*** Source records ***

PR #7452, opened 2024-08-31
Introduce Labeler for Pull Request labeling

SimonIT:
We get a little lazy sometimes with the labels and the PRs, so I think this might come in handy.

I have no idea if this will actually work. So any input is appreciated

### DIFF
--- a/.github/labeler.yml
+++ b/.github/labeler.yml
@@ -1,0 +1,97 @@
+3D:
+- changed-files:
+  - any-glob-to-any-file:
+    - /**/g3d/**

*** End of Source records ***

### Activity:
In the lines above, find the word "this" and copy each line that contains it.

### Solution below:
We get a little lazy sometimes with the labels and the PRs, so I think this might come in handy.
I have no idea if this will actually work. So any input is appreciated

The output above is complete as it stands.